A cerebral, contemplative portrait of grief and its discontents, “Drive My Car” is an exceptional three-hour elegy whose quiet intensity intimates an emotional storm beneath the surface. (The French auteur Robert Bresson notes that art is born out of suggestion.) Borrowing from theatrical conventions like extended monologues and dialogue-heavy scenes, Oscar-nominated director and art house darling Ryusuke Hamaguchi pulls off a kind of cinematic show and tell without reducing his picture to a filmed stage play.

“Drive My Car” is a three-hour elegy whose quiet intensity intimates an emotional storm beneath the surface.
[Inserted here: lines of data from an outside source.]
PR #370, opened 2024-12-28
Very Fast HP Bar

blackisme1:
It makes the HP bar very fast

https://github.com/user-attachments/assets/ea71cc7b-b90a-468c-a5e3-356ffe47ca1a

More specifically, it makes every HP bar act like it has less than 150 max hp, resulting in HP above 150 to use bigger divisions of the bar


bytereplacement
```diff
@@ -490,3 +490,9 @@ arm9 080550D4 2C
 0012 0223FBD0 81
 0012 0223FBD4 81
 0012 0223FBDC 81
+
+# change ble to b for very fast HP bar
```
Aeliko, line 494: Add config to toggle fast or slow HP bar

blackisme1: alright

blackisme1:
Game freezes when leveling up, will put this pr as WIP until fixed

blackisme1:
https://github.com/user-attachments/assets/51dd553b-2236-4d04-95b2-2590348adb1b

i fixed it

But the theater and the creative process of storytelling are front and center from the opening minutes of “Drive My Car,” when we are are introduced to theater director Yusuke (a melancholy, sensitive Hidetoshi Nishijima) and his ill-fated wife, a screenwriter named Oto, crafting elaborate tales in the moments after sex. They attend a production of Samuel Beckett’s “Waiting for Godot” while Yusuke stars in a performance of Anton Chekhov’s “Uncle Vanya.” The relationship between physical intimacy and storytelling is complicated when Yusuke discovers his wife, who dies from a brain hemorrhage near the start of the film, engaging in a sexual affair with a younger actor, the volatile and unpredictable Koji. (Yusuke, in turn, later casts Koji in a new production of “Uncle Vanya.”)

Hired as a theater director in Hiroshima, a shimmering metropolis far removed from its postwar devastation, Yusuke is prohibited by the stage company from driving himself and is instead assigned a professional chauffeur (a stoic yet engrossing Toko Miura). Their relationship begins on a tense note as Yusuke refuses to let anyone else, ahem, drive his car. But it is the ever-blossoming friendship and development of familial trust between Yusuke and his driver—people isolated, grieving and bound together by their professional duties—that forms the emotional juggernaut at the heart of the film.

“Drive My Car” continues a kind of American renaissance for Asian cinema.

While “Drive My Car” drags at points as it buckles under the weight of its own run time (why is every movie three hours now?) the picture proceeds at its own steady pace without leaving its viewers behind. The film is made all the more poignant and absorbing as it relates to the current nightmarish period of international mourning: Across the globe, more than six million people have succumbed to Covid-19 and left untold millions in a state of bereavement, anger and disbelief. Intentionally or not, Hamaguchi succeeds in relating the struggles of his characters—one longing for his lost wife and the other dreaming of a childhood she never had—to our present moment.

The rousing critical success of “Drive My Car,” thrice-honored at the Cannes Film Festival and nominated for four Academy Awards, appears to continue a kind of American renaissance for Asian cinema. In 2019, Bong Joon Ho’s thriller, “Parasite,” became the first South Korean film awarded the Palme d’Or and later the first foreign-language film to earn the Academy Award for Best Picture. The most recent Best Picture winner, “Nomadland,” was directed by the Beijing-born Chloé Zhao. “Drive My Car” is now one of only 13 foreign-language films, including last year’s “Minari,” to be nominated for the Academy’s top competitive honor.

The 94th Academy Awards will air live on ABC on Sunday, March 27.